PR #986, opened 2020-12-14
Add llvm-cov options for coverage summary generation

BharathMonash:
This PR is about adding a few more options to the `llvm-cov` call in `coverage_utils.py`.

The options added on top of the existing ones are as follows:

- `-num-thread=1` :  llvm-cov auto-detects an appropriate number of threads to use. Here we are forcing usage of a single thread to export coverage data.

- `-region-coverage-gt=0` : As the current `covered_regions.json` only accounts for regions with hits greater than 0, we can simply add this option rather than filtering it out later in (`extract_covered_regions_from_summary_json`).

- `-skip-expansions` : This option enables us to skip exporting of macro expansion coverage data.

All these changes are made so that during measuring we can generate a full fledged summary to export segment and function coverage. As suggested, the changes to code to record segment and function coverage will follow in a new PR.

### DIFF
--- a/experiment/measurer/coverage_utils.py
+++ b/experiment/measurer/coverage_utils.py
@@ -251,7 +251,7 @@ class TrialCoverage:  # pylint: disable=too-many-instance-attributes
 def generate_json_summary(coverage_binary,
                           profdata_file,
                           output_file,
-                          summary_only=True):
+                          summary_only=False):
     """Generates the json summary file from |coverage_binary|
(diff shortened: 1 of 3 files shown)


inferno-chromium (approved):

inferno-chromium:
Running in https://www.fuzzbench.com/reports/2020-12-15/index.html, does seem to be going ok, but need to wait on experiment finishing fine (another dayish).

····················

[TASK DESCRIPTION] Nothing from before the line containing "This PR is about" should appear; copy that line and each one after it through the last line of the entries, exactly.

[RESULT FOR THIS EXERCISE]
This PR is about adding a few more options to the `llvm-cov` call in `coverage_utils.py`.

The options added on top of the existing ones are as follows:

- `-num-thread=1` :  llvm-cov auto-detects an appropriate number of threads to use. Here we are forcing usage of a single thread to export coverage data.

- `-region-coverage-gt=0` : As the current `covered_regions.json` only accounts for regions with hits greater than 0, we can simply add this option rather than filtering it out later in (`extract_covered_regions_from_summary_json`).

- `-skip-expansions` : This option enables us to skip exporting of macro expansion coverage data.

All these changes are made so that during measuring we can generate a full fledged summary to export segment and function coverage. As suggested, the changes to code to record segment and function coverage will follow in a new PR.

### DIFF
--- a/experiment/measurer/coverage_utils.py
+++ b/experiment/measurer/coverage_utils.py
@@ -251,7 +251,7 @@ class TrialCoverage:  # pylint: disable=too-many-instance-attributes
 def generate_json_summary(coverage_binary,
                           profdata_file,
                           output_file,
-                          summary_only=True):
+                          summary_only=False):
     """Generates the json summary file from |coverage_binary|
(diff shortened: 1 of 3 files shown)


inferno-chromium (approved):

inferno-chromium:
Running in https://www.fuzzbench.com/reports/2020-12-15/index.html, does seem to be going ok, but need to wait on experiment finishing fine (another dayish).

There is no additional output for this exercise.